→ WORK TO BE COMPLETED:
Count, in the entries, the lines with "bytes". Answer with the number only.

[DATASET ENTRIES Boundary: Start]

PR #5846, opened 2025-08-13
LibWeb: Implement DataTransfer.set_data()

lukasxcs:
The tests fail because there is a bug, which makes Safari fail them aswell (https://bugs.webkit.org/show_bug.cgi?id=266890)

### DIFF
--- a/Libraries/LibWeb/HTML/DataTransfer.cpp
+++ b/Libraries/LibWeb/HTML/DataTransfer.cpp
@@ -182,6 +182,47 @@ String DataTransfer::get_data(String const& format_argument) const
     return MUST(String::from_utf8(result));
 }
 
+// https://html.spec.whatwg.org/multipage/dnd.html#dom-datatransfer-setdata
+void DataTransfer::set_data(String const& format_argument, String const& value)
+{
+    // 1. If the DataTransfer object is no longer associated with a drag data store, then return.
+    if (!m_associated_drag_data_store)
+        return;
+
+    // 2. If the drag data store's mode is not the read/write mode, return. Nothing happens.
+    if (m_associated_drag_data_store->mode() != DragDataStore::Mode::ReadWrite)
+        return;
+
+    // 3. Let format be the first argument, converted to ASCII lowercase.
+    auto format = format_argument.to_ascii_lowercase();
+
+    // 4. If format equals "text", change it to "text/plain".
+    //    If format equals "url", change it to "text/uri-list".
+    if (format == "text"sv) {
+        format = "text/plain"_string;
+    } else if (format == "url"sv) {
+        format = "text/uri-list"_string;
+    }
+
+    // 5. Remove the item in the drag data store item list whose kind is text and whose type string is equal to format, if there is one.
+    for (auto const& [i, item] : enumerate(m_associated_drag_data_store->item_list())) {
+        if (item.kind == DragDataStoreItem::Kind::Text && item.type_string == format) {
+            remove_item(i);
+            break;
+        }
+    }
+
+    // 6. Add an item to the drag data store item list
+    // whose kind is text, whose type string is equal to format, and whose data is the string given by the method's second argument.
+    DragDataStoreItem item {};
+    item.kind = DragDataStoreItem::Kind::Text;
+    item.type_string = format;
+    item.data = MUST(ByteBuffer::copy(value.bytes()));
+    add_item(move(item));
+
+    update_data_transfer_types_list();
+}
+
 // https://html.spec.whatwg.org/multipage/dnd.html#dom-datatransfer-files
 GC::Ref<FileAPI::FileList> DataTransfer::files() const
 {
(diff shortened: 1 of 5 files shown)


Libraries/LibWeb/HTML/DataTransfer.cpp
```diff
@@ -180,6 +180,45 @@ String DataTransfer::get_data(String const& format_argument) const
     return MUST(String::from_utf8(result));
 }
 
+// https://html.spec.whatwg.org/multipage/dnd.html#dom-datatransfer-setdata
+void DataTransfer::set_data(String const& format_argument, String value)
```
tcl3: Changing `String value` to `String const& value` avoids a copy here.

Libraries/LibWeb/HTML/DataTransfer.cpp
```diff
@@ -180,6 +180,45 @@ String DataTransfer::get_data(String const& format_argument) const
...
+        if (item.kind == DragDataStoreItem::Kind::Text && item.type_string == format)
+            m_associated_drag_data_store->remove_item_at(i);
+    }
+
+    // 6. Add an item to the drag data store item list
+    // whose kind is text, whose type string is equal to format, and whose data is the string given by the method's second argument.
+    DragDataStoreItem item {};
+    item.kind = DragDataStoreItem::Kind::Text;
+    item.type_string = format;
+    item.data = value.to_byte_string().to_byte_buffer();
```
tcl3: This creates a new `ByteString` object before copying it into a `ByteBuffer`. You should be able to do `MUST(ByteBuffer::copy(value.bytes()));` to avoid creating the intermediate `ByteString` object

Libraries/LibWeb/HTML/DataTransfer.cpp
```diff
@@ -180,6 +180,45 @@ String DataTransfer::get_data(String const& format_argument) const
...
+    if (format == "text"sv) {
+        format = "text/plain"_string;
+    } else if (format == "url"sv) {
+        format = "text/uri-list"_string;
+    }
+
+    // 5. Remove the item in the drag data store item list whose kind is text and whose type string is equal to format, if there is one.
+    for (auto const& [i, item] : enumerate(m_associated_drag_data_store->item_list())) {
+        if (item.kind == DragDataStoreItem::Kind::Text && item.type_string == format)
+            m_associated_drag_data_store->remove_item_at(i);
```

[DATASET ENTRIES Boundary: End]

→ FINISHED TASK:
2